• [Your assignment]: The answer should consist of all the records, written out word for word.

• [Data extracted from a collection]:
PR #340, opened 2022-04-20
Fixes flaky continuous transforms and shrink tests

downsrob:

*Issue #, if available:*
NA

*Description of changes:*
- Fixes two continuous transforms flaky tests which were not waiting until the metadata was fully updated
- Fixes some of the shrink ITs flakiness. These tests would sometimes fail on multi node setups because of the job scheduler index being moved between nodes. When the index was moved, all jobs would be descheduled so the force start window could be missed.
- Shrink ITs were failing on remote tests against the release docker image as the docker images did not have enough free space to shrink an index and stay below the watermark thresholds. To fix this, now the shrink ITs set the watermark settings to be just a few bytes before each test.
- When fixing the shrink ITs I noticed that the settings object passed in from the step context did not contain the watermark levels, so the default was always used. This was fixed by building a new settings object from the cluster settings to get these settings directly from the cluster state.
- Clears indices and data streams after transforms and rollups test suites finish. Previously if the TransformRunnerITs or RollupRunnerIts were run twice in a row against the same remote cluster, the indices from the first run would stick around, messing up the second run.

*CheckList:*

### DIFF
--- a/src/main/kotlin/org/opensearch/indexmanagement/indexstatemanagement/util/StepUtils.kt
+++ b/src/main/kotlin/org/opensearch/indexmanagement/indexstatemanagement/util/StepUtils.kt
@@ -16,6 +16,9 @@ import org.opensearch.client.Client
 import org.opensearch.cluster.metadata.IndexMetadata
 import org.opensearch.cluster.node.DiscoveryNodes
 import org.opensearch.cluster.routing.allocation.DiskThresholdSettings
+import org.opensearch.cluster.routing.allocation.DiskThresholdSettings.CLUSTER_ROUTING_ALLOCATION_DISK_FLOOD_STAGE_WATERMARK_SETTING
+import org.opensearch.cluster.routing.allocation.DiskThresholdSettings.CLUSTER_ROUTING_ALLOCATION_HIGH_DISK_WATERMARK_SETTING
+import org.opensearch.cluster.routing.allocation.DiskThresholdSettings.CLUSTER_ROUTING_ALLOCATION_LOW_DISK_WATERMARK_SETTING
 import org.opensearch.common.settings.ClusterSettings
 import org.opensearch.common.settings.Settings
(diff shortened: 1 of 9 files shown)


src/main/kotlin/org/opensearch/indexmanagement/indexstatemanagement/util/StepUtils.kt
```diff
@@ -149,16 +152,29 @@ fun getFreeBytesThresholdHigh(settings: Settings, clusterSettings: ClusterSettin
     } else diskThresholdBytes.bytes
 }
 
+fun getDiskSettings(clusterSettings: ClusterSettings): Settings {
+    return Settings.builder().put(
```
dbbaughe, line 156: What's the purpose of this (creating this almost empty Settings instance instead of passing the one that presumably has all the settings)?

bowenlan-amzn: I'm wondering the reason to do this is previously the settings passed in to `DiskThresholdSettings` are not right? The right way is to extract from clusterSettings?

bowenlan-amzn: Makes sense, I agree we need to remove settings from step context and only use clusterSettings to get update-to-date setting values.

bowenlan-amzn (approved):

src/main/kotlin/org/opensearch/indexmanagement/indexstatemanagement/util/StepUtils.kt
dbbaughe: Got it, maybe @thalurur has some input on it or it might have just been a miss that we were passing in a snapshot of the settings.

dbbaughe (approved):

• [Exercise result]:
PR #340, opened 2022-04-20
Fixes flaky continuous transforms and shrink tests

downsrob:

*Issue #, if available:*
NA

*Description of changes:*
- Fixes two continuous transforms flaky tests which were not waiting until the metadata was fully updated
- Fixes some of the shrink ITs flakiness. These tests would sometimes fail on multi node setups because of the job scheduler index being moved between nodes. When the index was moved, all jobs would be descheduled so the force start window could be missed.
- Shrink ITs were failing on remote tests against the release docker image as the docker images did not have enough free space to shrink an index and stay below the watermark thresholds. To fix this, now the shrink ITs set the watermark settings to be just a few bytes before each test.
- When fixing the shrink ITs I noticed that the settings object passed in from the step context did not contain the watermark levels, so the default was always used. This was fixed by building a new settings object from the cluster settings to get these settings directly from the cluster state.
- Clears indices and data streams after transforms and rollups test suites finish. Previously if the TransformRunnerITs or RollupRunnerIts were run twice in a row against the same remote cluster, the indices from the first run would stick around, messing up the second run.

*CheckList:*

### DIFF
--- a/src/main/kotlin/org/opensearch/indexmanagement/indexstatemanagement/util/StepUtils.kt
+++ b/src/main/kotlin/org/opensearch/indexmanagement/indexstatemanagement/util/StepUtils.kt
@@ -16,6 +16,9 @@ import org.opensearch.client.Client
 import org.opensearch.cluster.metadata.IndexMetadata
 import org.opensearch.cluster.node.DiscoveryNodes
 import org.opensearch.cluster.routing.allocation.DiskThresholdSettings
+import org.opensearch.cluster.routing.allocation.DiskThresholdSettings.CLUSTER_ROUTING_ALLOCATION_DISK_FLOOD_STAGE_WATERMARK_SETTING
+import org.opensearch.cluster.routing.allocation.DiskThresholdSettings.CLUSTER_ROUTING_ALLOCATION_HIGH_DISK_WATERMARK_SETTING
+import org.opensearch.cluster.routing.allocation.DiskThresholdSettings.CLUSTER_ROUTING_ALLOCATION_LOW_DISK_WATERMARK_SETTING
 import org.opensearch.common.settings.ClusterSettings
 import org.opensearch.common.settings.Settings
(diff shortened: 1 of 9 files shown)


src/main/kotlin/org/opensearch/indexmanagement/indexstatemanagement/util/StepUtils.kt
```diff
@@ -149,16 +152,29 @@ fun getFreeBytesThresholdHigh(settings: Settings, clusterSettings: ClusterSettin
     } else diskThresholdBytes.bytes
 }
 
+fun getDiskSettings(clusterSettings: ClusterSettings): Settings {
+    return Settings.builder().put(
```
dbbaughe, line 156: What's the purpose of this (creating this almost empty Settings instance instead of passing the one that presumably has all the settings)?

bowenlan-amzn: I'm wondering the reason to do this is previously the settings passed in to `DiskThresholdSettings` are not right? The right way is to extract from clusterSettings?

bowenlan-amzn: Makes sense, I agree we need to remove settings from step context and only use clusterSettings to get update-to-date setting values.

bowenlan-amzn (approved):

src/main/kotlin/org/opensearch/indexmanagement/indexstatemanagement/util/StepUtils.kt
dbbaughe: Got it, maybe @thalurur has some input on it or it might have just been a miss that we were passing in a snapshot of the settings.

dbbaughe (approved):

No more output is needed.